An approach to improve compressive strength of cement paste at low temperature by carbonation curing

Abstract

Portland cement showed a lower hydration rate and compressive strength development under lower temperature environment. In this paper, a novel approach to improve compressive strength of cement paste at low temperature by carbonation curing was put forwarded. The compressive strength of cement pastes under water-curing and CO2-cuirng at low temperature (5 °C) are both investigated. X-ray diffractometer (XRD), Fourier transform infrared spectroscopy (FTIR) and Thermogravimetric analysis (TGA) were employed to analyze the phase changes in carbonated cement pastes.

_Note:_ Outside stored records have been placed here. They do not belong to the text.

PR #193, opened 2025-06-16
CLOUDP-295785 - Calculate next version and release notes script

MaciejKaras:
# Summary

Initial work for calculating next operator version and release notes. This is based on https://docs.google.com/document/d/1eJ8iKsI0libbpcJakGjxcPfbrTn8lmcZDbQH1UqMR_g/edit?tab=t.aov8hxoyxtos#heading=h.6q8mwv95pdu6.

**This is not yet integrated with CI nor forces engineers to create change log files. There will be next smaller PRs that will address missing integration. Functionalities added by this PR:**

1. `scripts.release.calculate_next_version.py` -> this will calculate next version based on the changelog files provided.
```sh
➜  mongodb-kubernetes ✗ python3 -m scripts.release.calculate_next_version --help
usage: calculate_next_version.py [-h] [-p ] [-c ] [-s ] [-v ]

Calculate the next version based on the changes since the previous version tag.

options:
  -h, --help            show this help message and exit
  -p, --path            Path to the Git repository. Default is the current directory '.'
  -c, --changelog-path
                        Path to the changelog directory relative to the repository root. Default is 'changelog/'
  -s, --initial-commit-sha
                        SHA of the initial commit to start from if no previous version tag is found.
  -v, --initial-version
                        Version to use if no previous version tag is found. Default is '1.0.0'
```

2. `scripts.release.create_changelog.py` -> this is a tool for creating changelog files. It makes life easier for engineers and reduces a chance for errors in filename and contents syntax
```sh
➜  mongodb-kubernetes ✗python3 -m scripts.release.create_changelog --help
usage: create_changelog.py [-h] [-c ] [-d ] [-e] -k  title

Utility to easily create a new changelog entry file.

positional arguments:
  title                 Title for the changelog entry

options:
  -h, --help            show this help message and exit
  -c, --changelog-path
                        Path to the changelog directory relative to a current working directory. Default is 'changelog/'
  -d, --date            Date in 'YYYY-MM-DD' format to use for the changelog entry. Default is today's date
  -e, --editor          Open the created changelog entry in the default editor (if set, otherwise uses 'vi'). Default is True
  -k, --kind            Kind of the changelog entry:
                          - 'prelude' for prelude entries
                          - 'breaking' for breaking change entries
                          - 'feature' for feature entries
                          - 'fix' for bugfix entries
                          - 'other' for other entries
```

3. `scripts.release.release_notes.py` -> create release notes based on the changes since last release tag
```sh
➜  mongodb-kubernetes ✗ python3 -m scripts.release.release_notes --help
usage: release_notes.py [-h] [-p ] [-c ] [-s ] [-v ] [--output ]

Generate release notes based on the changes since the previous version tag.

options:
  -h, --help            show this help message and exit
  -p, --path            Path to the Git repository. Default is the current directory '.'
  -c, --changelog-path
                        Path to the changelog directory relative to the repository root. Default is 'changelog/'
  -s, --initial-commit-sha
                        SHA of the initial commit to start from if no previous version tag is found.
  -v, --initial-version
                        Version to use if no previous version tag is found. Default is '1.0.0'
  --output, -o          Path to save the release notes. If not provided, prints to stdout.
```

## Proof of Work

Passing unit tests for now is enough.

## Checklist

  * **q**: Clarifying question.


.gitignore
```diff
@@ -94,3 +94,4 @@ logs-debug/
 
 docs/**/log/*
 docs/**/test.sh.run.log
+/.venv/
```
m1kola: Nit: we already have `**/venv*/`. I normally just create `venv` in the root dir.

scripts/release/release_notes_tpl.md
```diff
@@ -0,0 +1,34 @@
...
+{%- endfor -%}
+{%- endif -%}
+{% if fixes %}
+## Bug Fixes
+
+{% for fix in fixes -%}
+{{- fix -}}
+{%- endfor -%}
+{%- endif -%}
+{% if other %}
```
m1kola:
```suggestion
{% if others %}
```

Otherwise this section will not be rendered.

m1kola (commented):
I haven't reviewed everything, but I tried the workflow with creating release notes and rendering it. Works really well. The only thing I noticed is that "Other Changes" section doesn't render (see a comment below with the reason).

scripts/release/changelog.py
```diff
@@ -0,0 +1,160 @@
...
+    change_entry = extract_changelog_entry_from_contents(file_content)
+
+    if change_entry.date != date:
+        raise Exception(
+            f"{file_name} - date in front matter {change_entry.date} does not match date extracted from file name {date}"
+        )
+
+    if change_entry.kind != kind:
+        raise Exception(
+            f"{file_name} - kind in front matter {change_entry.kind} does not match kind extracted from file name {kind}"
```
m1kola: This was mildly annoying when I tried. I first created a file with `fix` in the kind, but later I realised that `other` is more appropriate for my case (my changes are more like a change notice rather than a bug fix). I updated front matter metadata in the file, but not the filename itself and it failed. So basically I had to change in two places.

Not a big deal, IMO. I see benefits of having kind in the name.

One suggestion though - quote values. Because it reads a bit unnatural:

> kind in front matter fix does not match kind extracted from file name other

MaciejKaras: Having kind of change in filename makes it easier when skimming through the files. The downside is the one you've mentioned, but we have validation for this and mistakes shouldn't go through.

Good point with the quotes!

MaciejKaras: Done

.gitignore
MaciejKaras: But the one `**/venv*/` does not work and IDE marks it as committable for some reason

scripts/release/changelog.py
m1kola: > but we have validation for this and mistakes shouldn't go through.

Yes, I think this is good that we error explicitly on this. Resolving this thread.

.gitignore
m1kola: @MaciejKaras  I don't use UI for git, but I just checked in VS Code and it works fine. Perhaps worth submitting a bug report to JetBrains?

Resolving this thread. Not a big deal.

MaciejKaras: Ok, I'll remove it from the code, thx for checking

Julien-Ben (approved):
Awesome changes, and tests 👏

scripts/release/testdata/changelog/20250609_chore_not_oidc.md
```diff
@@ -0,0 +1,7 @@
+---
+title: Some chore type of change
+kind: chore
+date: 2025-06-09
+---
+
+* Fixing CI/CD pipeline issues.
```
m1kola: I know it is test data, but I don't think we need change logs for this. In other words - `chore` kind seems unnecessary. If we do some clean up and it is user facing but not breaking we can use `other`.

scripts/release/create_changelog.py
```diff
@@ -0,0 +1,88 @@
...
+        formatter_class=argparse.RawTextHelpFormatter,
+    )
+    parser.add_argument(
+        "-c",
+        "--changelog-path",
+        default=DEFAULT_CHANGELOG_PATH,
+        metavar="",
+        action="store",
+        type=str,
+        help=f"Path to the changelog directory relative to the repository root. Default is {DEFAULT_CHANGELOG_PATH}",
```
m1kola: Nit: this is not factually correct. Repository root is not involved here as far as see.

Also formatting is not consistent with `scripts/release/release_notes.py`.

```suggestion
        help=f"Path to the changelog directory relative to a current working directory. Default is '{DEFAULT_CHANGELOG_PATH}'",
```

scripts/release/changelog.py
```diff
@@ -0,0 +1,160 @@
...
+
+    # Compare base commit with current working tree
+    diff_index = base_commit.diff(other=repo.head.commit, paths=changelog_sub_path)
+
+    # No changes since the previous version
+    if not diff_index:
+        return changelog
+
+    # Traverse added Diff objects only (change type 'A' for added files)
+    for diff_item in diff_index.iter_change_type("A"):
```
m1kola: Could you please add a more detailed comment here or a docstring to the function explaining how this works? E.g. why we only getting added files? How do we account for modified changelog entries (e.g. added in one commit, modified in another)? Deleted?

This will be extremity helpful for the future us who will be maintaining the tool/making changes here.

scripts/release/changelog.py
```diff
@@ -0,0 +1,160 @@
...
+    if kind_str.lower() in PRELUDE_ENTRIES:
+        return ChangeKind.PRELUDE
+    if kind_str.lower() in BREAKING_CHANGE_ENTRIES:
+        return ChangeKind.BREAKING
+    elif kind_str.lower() in FEATURE_ENTRIES:
+        return ChangeKind.FEATURE
+    elif kind_str.lower() in BUGFIX_ENTRIES:
+        return ChangeKind.FIX
+    else:
+        return ChangeKind.OTHER
```
m1kola: Nit:

```suggestion
    return ChangeKind.OTHER
```

scripts/release/create_changelog.py
```diff
@@ -0,0 +1,88 @@
...
+        action="store",
+        metavar="",
+        required=True,
+        type=str,
+        help=f"""Kind of the changelog entry:
+  - '{", ".join(PRELUDE_ENTRIES)}' for prelude entries
+  - '{", ".join(BREAKING_CHANGE_ENTRIES)}' for breaking change entries
+  - '{", ".join(FEATURE_ENTRIES)}' for feature entries
+  - '{", ".join(BUGFIX_ENTRIES)}' for bugfix entries
+  - everything else will be treated as other entries""",
```
m1kola: I'm looking at the tests: e.g. `20250520_docs_update_readme` and `20250610_refactor_codebase`.

And I think we should make `other` to be explicit and reject anything else.

scripts/release/release_notes.py
```diff
@@ -0,0 +1,132 @@
...
+        help="Path to the Git repository. Default is the current directory '.'",
+    )
+    parser.add_argument(
+        "-c",
+        "--changelog-path",
+        default=DEFAULT_CHANGELOG_PATH,
+        metavar="",
+        action="store",
+        type=str,
+        help=f"Path to the changelog directory relative to the repository root. Default is '{DEFAULT_CHANGELOG_PATH}'",
```
m1kola: Nit: this is not factually correct. Repository root is not involved here as far as see.

```suggestion
        help=f"Path to the changelog directory relative to a current working directory. Default is '{DEFAULT_CHANGELOG_PATH}'",
```

scripts/release/release_notes.py
```diff
@@ -0,0 +1,132 @@
...
+
+    Parameters:
+        repository_path: Path to the Git repository. Default is the current directory '.'.
+        changelog_sub_path: Path to the changelog directory relative to the repository root. Default is '{DEFAULT_CHANGELOG_PATH}.
+        initial_commit_sha: SHA of the initial commit to start from if no previous version tag is found.
+        initial_version: Version to use if no previous version tag is found. Default is '{DEFAULT_INITIAL_GIT_TAG_VERSION}'.
+
+    Returns:
+        Formatted release notes as a string.
+    """
```
m1kola: Let's get rid of default values and always assume we receive values here. We already have defaulting in the arguments: let's not maintain two places where we default.

scripts/release/version.py
```diff
@@ -0,0 +1,50 @@
+import semver
+from git import Commit, Repo, TagReference
+
+from scripts.release.changelog import ChangeKind
+
+
+def find_previous_version(repo: Repo, initial_commit_sha: str = None) -> (TagReference | None, Commit):
+    """Find the most recent version that is an ancestor of the current HEAD commit."""
```
m1kola, line 8: q: I believe you said that the tool supports multiple projects in the same repo. How is it going to work? Do they all need to share the versioning?

Or have I misunderstood something?

m1kola (commented):
I've got a few questions, nits and suggestions. But overall I think it looks great.

scripts/release/testdata/changelog/20250609_chore_not_oidc.md
MaciejKaras: yes, this is bad example, I agree :D 

There is no chore kind fortunately. Every unknown kind is just mapped to the `other` kind. This test case just proves that some arbitrary and unspecified kind is properly mapped as well.

scripts/release/create_changelog.py
MaciejKaras: Good catch!

scripts/release/version.py
MaciejKaras: I did not focus in this PR to make it work for multiple projects out of the box. We still don't know how this should be setup and implementing such use case would be just my understanding, which could be incorrect.

Choosing your own tool rather then using external one gives us possibility to just easily implement or change bits of the code, when the multiple projects in the repo design will be ready.

scripts/release/release_notes.py
MaciejKaras: For this particular script `release_notes.py` it makes sense. The `calculate_next_version.py` script will be used by other python scripts to retrieve version, so I will keep the defaults there.

scripts/release/create_changelog.py
MaciejKaras: I deliberately wanted to have some freedom in naming `other` kind of changes. The name `other` does not tell much, so if somebody wants to use `docs` or `config` they can and it will just land under `Other changes`.

Do you feel there is something wrong with this idea?

scripts/release/version.py
m1kola: Got it! Now I remember that you were saying that with our own tool we will have more flexibility to extend when the time comes and not that it will support it. Apologies. Resolving this.

scripts/release/create_changelog.py
m1kola: With having random strings treated as `other` it is hard to tell if it is a real kind or not. Unless you remember implementation, it is hard to say in which section it will be rendered. E.g. will `20250520_docs_update_readme` be rendered in features or in other? Or perhaps it is a prelude?

I think kind in file names and kind in front matter must always be consistent and explicit. This means that:
1. Let's not allow random strings in file names and in `kind` in front matter.
2. If one kind has multiple aliases (e.g. `major` and `breaking`) - let's choose one thing (e.g. `major`) as a canonical name and use it as a kind in both filenames and front matter.

So consistency in the data layer (files in our case), but flexibility on the client (CLI tool).

scripts/release/testdata/changelog/20250609_chore_not_oidc.md
m1kola: Resolving this thread in favour of https://github.com/mongodb/mongodb-kubernetes/pull/193#discussion_r2230547020

scripts/release/release_notes.py
m1kola: I'm not sure that I follow. Perhaps you did not explain it very clearly. I'll try again.

I'm suggesting:
1. Keep default values in `ArgumentParser` (e.g. lines 80-121 right now where we call ` parser.add_argument`).
2. Remove default values from `generate_release_notes` function because it duplicates defaulting from `ArgumentParser` and we always call it so we pass values for all the arguments. So defaults here are not really required.

I don't see a similar issue with `calculate_next_version.py`.

MaciejKaras: My bad, I had to change this some time ago.

Your point is valid and I will change this. I just wanted to mention that in case we are going to use some script not with CLI but from another python file, default values might be convienient.

scripts/release/create_changelog.py
MaciejKaras: I agree that the kind in filename and in the file contents itself has to be identical. We are right now only checking if they map to the same ChangeKind value. I can easily change this and compare actual string representations.

>Unless you remember implementation, it is hard to say in which section it will be rendered. E.g. will 20250520_docs_update_readme be rendered in features or in other? Or perhaps it is a prelude?
I don't find this true. The information about the mapping is presented in the CLI `help` of the method that creates a changelog file. I agree if we have less values to choose from it will be easier to memorize them and also see where the change will land in Release Notes just by scanning the filenames.

So you're proposing naming the same as the sections in the Release Notes template:
- breaking
- feature
- fix
- other
?

m1kola: > I don't find this true. The information about the mapping is presented in the CLI `help` of the method that creates a changelog file.

Ok, I can say "unless you remember the implementation or look it up in the `--help` command". And still you need to read a multiline help string and catch "everything else will be treated as other entries".

> So you're proposing naming the same as the sections in the Release Notes template:

I don't think it necessary has to be exact match with section names, but I would really want to have 1:1 mapping between sections and `kind`s in files. And I want the number of `kind` options to be deliberately very limited. Like `prelude`, `major`, `feature`, `fix`, `other` and that's it.

If we can make it dead simple we won't even need CLI to create change notes or read about how it works – just copy-paste existing one and modify it. Only read help if it fails to render (e.g. in CI). With limited number of options we can make it like so.

scripts/release/release_notes.py
```diff
@@ -0,0 +1,132 @@
...
+    initial_commit_sha: str | None,
+    initial_version: str,
+) -> str:
+    f"""Generate a release notes based on the changes since the previous version tag.
+
+    Parameters:
+        repository_path: Path to the Git repository. Default is the current directory '.'.
+        changelog_sub_path: Path to the changelog directory relative to the repository root. Default is '{DEFAULT_CHANGELOG_PATH}.
+        initial_commit_sha: SHA of the initial commit to start from if no previous version tag is found.
+        initial_version: Version to use if no previous version tag is found. Default is '{DEFAULT_INITIAL_GIT_TAG_VERSION}'.
```
m1kola: I see you updated args in the function and removed defaults, but defaults are still mentioned here.

scripts/release/create_changelog.py
MaciejKaras: I think you're right. Let's start simple and if there is requirement for more options we can add it later.

scripts/release/changelog.py
```diff
@@ -0,0 +1,164 @@
...
+
+    # No changes since the previous version
+    if not diff_index:
+        return changelog
+
+    # Traverse added Diff objects only (change type 'A' for added files)
+    # Because we are traversing back to the most recent version, we only care about files that were added since then
+    # If a file was added in one commit and then modified in another, we only care about the final version of the file
+    # Same for deletions - if file was added in one commit but then deleted in another, we don't want to include it
+    # in the Release Notes
```
m1kola, line 65: q: don't we need to also look for deletions and remove them from `changelog` list? If not - how are the deletions tracked?

scripts/release/changelog.py
```diff
@@ -0,0 +1,164 @@
...
+        if kind_str_lower == str(ChangeKind.PRELUDE):
+            return ChangeKind.PRELUDE
+        if kind_str_lower in str(ChangeKind.BREAKING):
+            return ChangeKind.BREAKING
+        elif kind_str_lower in str(ChangeKind.FEATURE):
+            return ChangeKind.FEATURE
+        elif kind_str_lower in str(ChangeKind.FIX):
+            return ChangeKind.FIX
+        elif kind_str_lower in str(ChangeKind.OTHER):
+            return ChangeKind.OTHER
```
m1kola: Some of the conditions are `==` and some are `in`. Seems like a leftover from previous iterations?

This is an issue because when `kind_str` is `"e"`, `kind_str_lower in str(ChangeKind.BREAKING)` will evaluate to `True`.



```suggestion
        if kind_str_lower == str(ChangeKind.PRELUDE):
            return ChangeKind.PRELUDE
        if kind_str_lower == str(ChangeKind.BREAKING):
            return ChangeKind.BREAKING
        elif kind_str_lower == str(ChangeKind.FEATURE):
            return ChangeKind.FEATURE
        elif kind_str_lower == str(ChangeKind.FIX):
            return ChangeKind.FIX
        elif kind_str_lower == str(ChangeKind.OTHER):
            return ChangeKind.OTHER
```

scripts/release/changelog_test.py
```diff
@@ -0,0 +1,138 @@
...
+        self.assertEqual(date, datetime.date(2025, 1, 1))
+        self.assertEqual(kind, ChangeKind.BREAKING)
+
+        date, kind = extract_date_and_kind_from_file_name("20250508_breaking_remove_deprecated.md")
+        self.assertEqual(date, datetime.date(2025, 5, 8))
+        self.assertEqual(kind, ChangeKind.BREAKING)
+
+        date, kind = extract_date_and_kind_from_file_name("20250509_breaking_schema_change.md")
+        self.assertEqual(date, datetime.date(2025, 5, 9))
+        self.assertEqual(kind, ChangeKind.BREAKING)
```
m1kola: Q: Not sure that I'm following - why we need multiple test cases here and for other kinds?

scripts/release/create_changelog.py
```diff
@@ -0,0 +1,84 @@
...
+        metavar="",
+        required=True,
+        type=str,
+        help=f"""Kind of the changelog entry:
+  - '{str(ChangeKind.PRELUDE)}' for prelude entries
+  - '{str(ChangeKind.BREAKING)}' for breaking change entries
+  - '{str(ChangeKind.FEATURE)}' for feature entries
+  - '{str(ChangeKind.FIX)}' for bugfix entries
+  - '{str(ChangeKind.OTHER)}' for other entries""",
+    )
```
m1kola, line 55: I'm ok with it as it currently is. Just want to to clarify that in [this thread](https://github.com/mongodb/mongodb-kubernetes/pull/193#discussion_r2231266401) I meant that it is ok to have aliases like `major` for breaking changes on the CLI. I just wanted the to be created with a canonical kind in filename and in front matter.

Like if there we decide that `breaking` is a canonical kind for `breaking` and `major` - even if the user says `--kind major` we still write a file as `breaking` kind.

But as [you said](https://github.com/mongodb/mongodb-kubernetes/pull/193#discussion_r2235873771): we can keep it simple and add CLI level aliases later if we see the need.

m1kola (commented):
Left a few questions and one clarification for my previous comments.

I think overall it looks great - the only things which might need a bit of attention is `ChangeKind.from_str`.

scripts/release/create_changelog.py
MaciejKaras: If in the end the filename and contents will have `breaking` change and not `major` alias that was passed to CLI, I don't see much value in it. It will be only used through CLI. Let's keep it simple for now and less mapping code ;)

scripts/release/changelog_test.py
MaciejKaras: No we don't. Those are redundant, I can clean them

scripts/release/changelog.py
MaciejKaras: Nice catch!

scripts/release/changelog.py
MaciejKaras: I don't follow. You create a diff between commit range. You don't care about the deleted changelog files, because they were before the first commit from the range. You only care about the additions. Example:

```mermaid
%%{
  init: {
    'logLevel': 'debug',
    'gitGraph': {
      'showBranches': true,
      'mainBranchName': 'master',
      'parallelCommits': 'true'
    }
  }
}%%
gitGraph
    commit id: "20230505_fix_some_fix.md"
    commit id: "20230506_feature_some_feature.md" tag: "1.1.0"
    commit id: "20230507_feature_some_feature_2.md"
    commit id: "delete: 20230505_fix_some_fix.md"
    commit id: "20230508_fix_some_fix_2.md" tag: "1.2.0"
```

Commit `delete: 20230505_fix_some_fix.md` shouldn't affect anyhow the Release Notes for "1.2.0" because it was already released in "1.1.0"

m1kola: Yes, in this case it doesn't matter. But what about this?

```mermaid
%%{
  init: {
    'logLevel': 'debug',
    'gitGraph': {
      'showBranches': true,
      'mainBranchName': 'master',
      'parallelCommits': 'true'
    }
  }
}%%
gitGraph
    commit id: "20230506_feature_some_feature.md" tag: "1.1.0"
    commit id: "20230505_fix_some_fix.md"
    commit id: "20230507_feature_some_feature_2.md"
    commit id: "delete: 20230505_fix_some_fix.md"
    commit id: "20230508_fix_some_fix_2.md" tag: "1.2.0"
```

`20230505_fix_some_fix.md` is added after 1.1.0 and deleted before the next release (1.2.0).

scripts/release/create_changelog.py
m1kola: Sounds good! Resolving.

scripts/release/changelog.py
MaciejKaras: Then the diff between `1.1.0...1.2.0` won't contain `20230505_fix_some_fix.md` file as well as Release Notes for `1.2.0` version. 

I you would modify the `20230505_fix_some_fix.md` rather then delete it, then the modifications will be part of Release Notes for `1.2.0` version

m1kola: Aha! That makes sense now. Resolving this.

m1kola (approved):
Looks great! :shipit:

Scanning electron microscope (SEM) with energy dispersive X-ray spectroscopy (EDX) was adopted to examine the changes of morphologies and Mercury Intrusion Porosimeter (MIP) was used to analyze the pore structure of carbonated cement pastes. The results showed that the 1 d and 28 d compressive strength of carbonated samples was 18.2 % and 54.1 % higher than the values in hydrated samples at the corresponding ages. The 3 d compressive strength of carbonated sample was similar to the hydrated samples cured at 28 d. Calcium silicate hydrate (CSH), ettringite and portlandite (Ca(OH)2) were formed in hydrated sample, while calcium carbonate (CaCO3) and silica gel were generated in carbonated sample. The Ca(OH)2 was increased from 7.9 % (1 d) to 11.3 % (28 d) in hydrated samples, while the CaCO3 was increased from 20.9 % at 1 d to 37.7 % at 28 d in carbonated samples. The total porosity was reduced from 19.7 % in hydrated sample to 17.1 % in carbonated sample at 28 d. Furthermore, carbonation curing reduced the most probable pore diameters in comparison to hydrated samples. The needle-like ettringite was observed in hydrated sample, while typical prismatic calcite crystal was generated in carbonated samples. This paper confirmed that CO2 curing at low temperature could be an effective and promising way to obtain rapid compressive strength improvement.